I admire her flexibility and the manner in which she seeks positive outcomes. I think she'll be good in any office, hope she seeks a more national post before too long.

lagomorph777

(30,613 posts)
4. That's a real downer.
Fri Mar 4, 2022, 04:41 PM
Mar 2022

It seems to me though, the author is engaging in wishful "centrist" thinking and imagining things Biden didn't say.

Biden still cares about the country; I don't believe he'll follow the same futile policy of appeasement and sellout that Obama did.

question everything

(47,486 posts)
6. And then some were disappointed NYT Blow:
Fri Mar 4, 2022, 07:03 PM
Mar 2022

On Tuesday, you invoked the families of two New York City police officers tragically slain in the line of duty to make this plea:

“We should all agree: The answer is not to defund the police. It’s to fund the police. Fund them. Fund them. Fund them with resources and training. Resources and training they need to protect their communities. I ask Democrats and Republicans alike to pass my budget and keep our neighborhoods safe.”

There was no mention of the George Floyd Justice in Policing Act in the State of the Union. Talks on that bill collapsed in September, but you said you would continue to work with members of Congress who were “serious about meaningful police reform” and you focused on drafting an executive order that included many of the original bill’s proposed reforms.

https://www.nytimes.com/2022/03/02/opinion/biden-black-voter.html




Beastly Boy

(9,374 posts)
5. It is a mistake to think of Biden as a practitioner of any kind of orthodoxy.

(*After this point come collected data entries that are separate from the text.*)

PR #566, opened 2024-01-04
fix: Standalone types for "./matchers" export and add Bun support

### LINKED ISSUE #554: TypeScript types for the `"./matchers"` export don't match implementations
- `@testing-library/jest-dom` version: 6.1.5
- `node` version: N/A - using Bun 1.0.15
- `jest` (or `vitest`) version: N/A - using `bun test`
- `npm` (or `yarn`) version: N/A - using Bun 1.0.15
- `@testing-library/react` version: 14.1.2

### Relevant code or config:

This code works in practice, it's just the types that are causing a problem:

```ts
import * as matchers from "@testing-library/jest-dom/matchers";
import { expect, mock, test } from "bun:test";

expect.extend(matchers);
//            ^ Argument of type 'TestingLibraryMatchers<any, void> & Record<string, any>' is not assignable to parameter of type 'ExpectExtendMatchers...
```

### What you did:

Tried to extend `expect` from `bun:test` with matchers from `@testing-library/jest-dom/matchers`.

I don't think this is specific to Bun, but they just added support for `expect.extend` so I thought I'd give it go.

### What happened:

The TypeScript definitions for the `"./matchers"` export don't seem to match the implementations of the actual matchers.

Take `toBeChecked`, for example. The implementation is here:

https://github.com/testing-library/jest-dom/blob/b7b7c6a9652f259434d13a22e4319826a4bd4d8b/src/to-be-checked.js#L4

But the type definition doesn't include the `element` parameter:

https://github.com/testing-library/jest-dom/blob/b7b7c6a9652f259434d13a22e4319826a4bd4d8b/types/matchers.d.ts#L433

Also, the `R` generic is specified as `void` in the `export` statement, so the return type is effectively missing as well. (Should be something like `{ pass: boolean; message: () => string; }`.)

https://github.com/testing-library/jest-dom/blob/b7b7c6a9652f259434d13a22e4319826a4bd4d8b/types/matchers.d.ts#L667-L669

### Reproduction:

See "Relevant code" section above.

### Problem description:

Types should match the implementation.

### Suggested solution:

https://github.com/testing-library/jest-dom/blob/main/types/matchers.d.ts should be updated to match the implementation of the matcher functions. If those types are correct in some other context (since they do seem to match the implementation when called as a property of an `expect()` result), then a separate definition file should be created for the `"./matchers"` export.

jakeboone02:
**What**:

Fixes #554, type definitions for "./matchers" export.

Also adds support for Bun types when using `bun:test`.

**Why**:

This results in a TypeScript error:

```
import * as matchers from "@testing-library/jest-dom/matchers"
export.extend(matchers) // <-- matchers is not the correct type
```

Also...Bun is great.

**How**:

Referenced a new `matchers-standalone.d.ts` file in package.json#export#"./matchers" (not exported in the main export) that contains a version of `matchers.d.ts` converted to the correct types.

He is not a centrist,
Fri Mar 4, 2022, 05:59 PM
Mar 2022

not a leftist and definitely not a right winger. His driving principle is the "art of the possible", and he has been committed to it for his entire political life. It makes him both flexible and effective as a politician. When he comes across lemons, no matter what political faction it comes from, he is an expert at turning it into delicious lemonade.